- LaVar Ball’s Junior Basketball Association is not off to a great start, after numerous athletes turned down his offer to take part in the league’s inaugural season.
- In one embarrassing gaffe, Big Baller Brand spelled a player’s name wrong.
- Ball will have to work on his pitch if he’s going to convince young players to forgo college in favour of taking a risk on the new league.
LaVar Ball’s latest pursuit is not off to a Big Baller start.
After an eventful run in Lithuania that eventually led him to serve as head coach for his sons’ team for a game, Ball has reportedly begun to take his first steps towards his next project – the Junior Basketball Association.
Ball pitched the idea in December, explaining his goal of creating a professional league for talented high school players that would pay up to $US10,000, giving young athletes the option of forgoing an abridged stay in college and immediately start playing professionally.
It was a bold idea, and many wondered how Ball believed he could pull it off.

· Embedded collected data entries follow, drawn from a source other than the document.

PR #1594, opened 2023-08-29
koord-scheduler: deviceshare plugin skips handling nodes without device cr

lucming:
background:
Initially, gpu scheduling was implemented through the gpu device plugin, and after switching to koord-scheduler scheduling, the pod could not be scheduled, prompts that no device resources.

reason:
The gpu node doesn't have a koordlet, but it does report gpu info to node.status via the device plugin, so it can be scheduled by default-scheduler. But koord-scheduler's deviceshare plugin intercepts scheduling pod because there are no device resources.

resolve:
deviceshare skips handling nodes without device

### V. Checklist

### DIFF
--- a/pkg/scheduler/plugins/deviceshare/plugin.go
+++ b/pkg/scheduler/plugins/deviceshare/plugin.go
@@ -293,7 +293,7 @@ func (p *Plugin) Filter(ctx context.Context, cycleState *framework.CycleState, p
 
 	nodeDeviceInfo := p.nodeDeviceCache.getNodeDevice(node.Name, false)
 	if nodeDeviceInfo == nil {
-		return framework.NewStatus(framework.UnschedulableAndUnresolvable, ErrMissingDevice)
+		return nil
 	}
 
 	reservationRestoreState := getReservationRestoreState(cycleState)
@@ -343,7 +343,7 @@ func (p *Plugin) FilterReservation(ctx context.Context, cycleState *framework.Cy
 
 	nodeDeviceInfo := p.nodeDeviceCache.getNodeDevice(nodeName, false)
 	if nodeDeviceInfo == nil {
-		return framework.NewStatus(framework.UnschedulableAndUnresolvable, ErrMissingDevice)
+		return nil
 	}
 
 	preemptible := appendAllocated(nil, restoreState.mergedUnmatchedUsed, state.preemptibleDevices[nodeName])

On Friday the fledgling idea hit its first big roadblock.
According to ESPN’s Jeff Borzello, Big Baller Brand reached out to two high school recruits – Jalen Carey and Tyler Herro – inviting them both to play in the inaugural year of the JBA. Both players declined, and remain commits to to Syracuse and Kentucky, respectively.
Even more embarrassing, BBB appears to have also reached out to Boston College commit Jairus Hamilton through Twitter direct message. In the message inviting Hamilton to join the league, his first name was spelled incorrectly.

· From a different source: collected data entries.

PR #1598, opened 2023-08-31
proposal: CPU Normalization

zqzten:
This is the proposal of #1570.


zqzten:
Update: Move the scheduler part to #1700 and update some impl details with the latest actual impls.

/unhold PTAL @hormes

zqzten:
Update: Move the scheduler part to https://github.com/koordinator-sh/koordinator/pull/1700 and update some impl details with the latest actual impls.

/unhold
PTAL @hormes

hormes (approved):

PR #1600, opened 2023-09-01
koord-scheduler: supports plugins to adjust reservation reusable resources

eahydra:

Plugins like DeviceShare will add additional normalized resources after the scheduling is successful, and there may be more resources than Pod expects to apply for. In the Reservation scenario, these need to be backfilled to the Reservation and be perceived by subsequent links, so as to complete similar scenarios. resource reuse. This PR is to solve this problem.

### V. Checklist


eahydra:
/hold cancel
PTAl @hormes @FillZpp  @jasonliu747 @saintube  @ZiMengSheng

hormes (approved):

Issue #1539, opened 2023-08-11
[proposal] Support node resource amplification


zqzten:
**What is your proposal**:
Introduce mechanism to support node resource amplification by configuring a factor.

**Why is this needed**:
There're cases where ppl would like to amplify the resources of a node, for CPUs e.g.
1. The node is equipped with a new-gen CPU, which is way faster than those on other nodes.
2. The node's CPU allocatable is nearly full but the actual CPU usage remains at an extremely low level.

PR #1602, opened 2023-09-01
koord-scheduler: support node cpu amplification

zqzten:

This is the scheduler part of Node CPU amplification. It implements below logic described in the proposal:

> On koord-scheduler side, a scheduling plugin filters and scores Nodes with similar logic to the `NodeResourcesFit` plugin, but with one difference: It amplifies the request of CPUSet Pods with the Node's CPU amplification ratio, as CPUSet Pods would get real physical CPUs requested so that their requests would occupy more CPU resources than what they specify on Nodes with allocatable CPU amplified. For example, a CPUSet Pod with CPU request 1 would occupy 1 physical CPU on a Node, if the Node's CPU amplification ratio is 2, the Pod would actually occupy 2 amplified CPUs (which are mapped to 1 physical CPU) on this Node.

Part of #1539

### V. Checklist


pkg/scheduler/plugins/cpunormalization/plugin.go
```diff
@@ -0,0 +1,241 @@
...
+}
+
+// Plugin checks if a node has sufficient CPU resources under CPU normalization.
+// It works like the NodeResourcesFit plugin but with CPU requests of CPUSet Pods amplified on Nodes with CPU normalization.
+type Plugin struct {
+	handle framework.Handle
+	resourceAllocationScorer
+}
+
+func New(args runtime.Object, handle framework.Handle) (framework.Plugin, error) {
```
saintube, line 76: Do we need to replace the native ResourceFit plugin (and keep compatible with it in the next versions), or use the Transformer mechanism to mutate NodeInfo and SharedPodList?
@eahydra WDYT?

zqzten: I've discussed with @eahydra before and he suggested not to replace the native plugin nor modify the global cache, so I choosed this implementation finally.

saintube: OK.

pkg/scheduler/plugins/cpunormalization/least_allocated.go
```diff
@@ -0,0 +1,76 @@
...
+
+Unless required by applicable law or agreed to in writing, software
+distributed under the License is distributed on an "AS IS" BASIS,
+WITHOUT WARRANTIES OR CONDITIONS OF ANY KIND, either express or implied.
+See the License for the specific language governing permissions and
+limitations under the License.
+*/
+
+/*
+This file contains code derived from and/or modified from Kubernetes
```
eahydra, line 18: If not modified, you can just keep the kubernetes license. and add the file into .licenseignore to skip license-linter.

pkg/scheduler/plugins/cpunormalization/plugin.go
```diff
@@ -0,0 +1,241 @@
...
+var (
+	_ framework.EnqueueExtensions = &Plugin{}
+
+	_ framework.PreFilterPlugin = &Plugin{}
+	_ framework.FilterPlugin    = &Plugin{}
+	_ framework.ScorePlugin     = &Plugin{}
+)
+
+var nodeResourceStrategyTypeMap = map[config.ScoringStrategyType]scorer{
+	config.LeastAllocated: func(args *config.NodeResourcesFitArgs) *resourceAllocationScorer {
```
eahydra, line 51: Here why use NodeResourceFitArgs?  You can define the CPUNormalizationArgs in pkg/scheduler/apis

pkg/scheduler/plugins/cpunormalization/plugin.go
```diff
@@ -0,0 +1,241 @@
...
+
+// Plugin checks if a node has sufficient CPU resources under CPU normalization.
+// It works like the NodeResourcesFit plugin but with CPU requests of CPUSet Pods amplified on Nodes with CPU normalization.
+type Plugin struct {
+	handle framework.Handle
+	resourceAllocationScorer
+}
+
+func New(args runtime.Object, handle framework.Handle) (framework.Plugin, error) {
+	pluginArgs, ok := args.(*config.NodeResourcesFitArgs)
```
eahydra, line 77: Please fix the args type. Now it does not work.

pkg/scheduler/plugins/cpunormalization/plugin.go
```diff
@@ -0,0 +1,241 @@
...
+	return s
+}
+
+func (p *Plugin) Name() string {
+	return Name
+}
+
+func (p *Plugin) EventsToRegister() []framework.ClusterEvent {
+	return []framework.ClusterEvent{
+		{Resource: framework.Pod, ActionType: framework.Delete},
```
eahydra, line 116: IMO the plugin does not need to implement the interface since the native plugin such as `NodeResourcesFit` has already implemented it.

pkg/scheduler/plugins/cpunormalization/resource_allocation.go
```diff
@@ -0,0 +1,147 @@
...
+	)
+
+	return score, nil
+}
+
+// calculateResourceAllocatableRequest returns 2 parameters:
+// - 1st param: quantity of allocatable resource on the node.
+// - 2nd param: aggregated quantity of requested resource on the node.
+// Note: if it's an extended resource, and the pod doesn't request it, (0, 0) is returned.
+func (r *resourceAllocationScorer) calculateResourceAllocatableRequest(nodeInfo *framework.NodeInfo, pod *corev1.Pod, resource corev1.ResourceName, nRatio float64) (int64, int64) {
```
eahydra, line 112: Plugins just handle CPU resources, so we can simplify functionality and remove unused code.

eahydra (changes requested):

pkg/scheduler/plugins/cpunormalization/plugin.go
zqzten: Currently the plugin has the same config as `NodeResourceFit` so I choose to reuse its args here. It's okay to define a specific `CPUNormalizationArgs` type if you think that necessary.

pkg/scheduler/plugins/cpunormalization/resource_allocation.go
zqzten: This only applies to the filter logic I think. We should keep the complete score logic of `NodeResourcesFit` to make sure our score differs from `NodeResourcesFit` only under CPU normalization cases. If we only socre CPU, our score would be very different from which `NodeResourcesFit` gives.

pkg/scheduler/plugins/cpunormalization/plugin.go
eahydra: It is necessary to define a new one. It is impossible to reuse NodeResourceFitArgs directly because of the constraints of the framework.

pkg/scheduler/plugins/cpunormalization/resource_allocation.go
eahydra: Ok. got it. You are right.

zqzten:
/unhold
@eahydra PTAL

pkg/scheduler/plugins/nodecpuamplification/least_allocated_test.go
```diff
@@ -0,0 +1,429 @@
+/*
+Copyright 2022 The Koordinator Authors.
```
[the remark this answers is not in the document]
zqzten: The test files are modified to utilize our own `testSharedLister` rather than the internal `cache.NewSnapshot`, and to use `NodeCPUAmplificationArgs` rather than `NodeResourcesFitArgs`, so I think it's okay to keep our own licence?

Big Baller Brand has contacted Boston College Commit Jairus Hamilton about joining their new basketball league, the JBA. Hamilton told me he will NOT consider the offer. pic.twitter.com/eEvK64lP24
— Tipton Edits (@TiptonEdits) February 2, 2018
With Ball’s connections to AAU it’s likely that Ball knows enough talented young players to put something together. Not to mention we’ve already seen what his name and branding prowess can do in terms of audience – his Big Baller Brand Challege Games had 100,000 people watching Lithuanian basketball at one point. But so far, the league looks off to a rough start, with at least 18 players now reportedly turning down BBB’s offer.
If the JBA is going to be a successful venture, Ball is going to have to figure out a way to entice players that it’s a better route than becoming an NCAA athlete.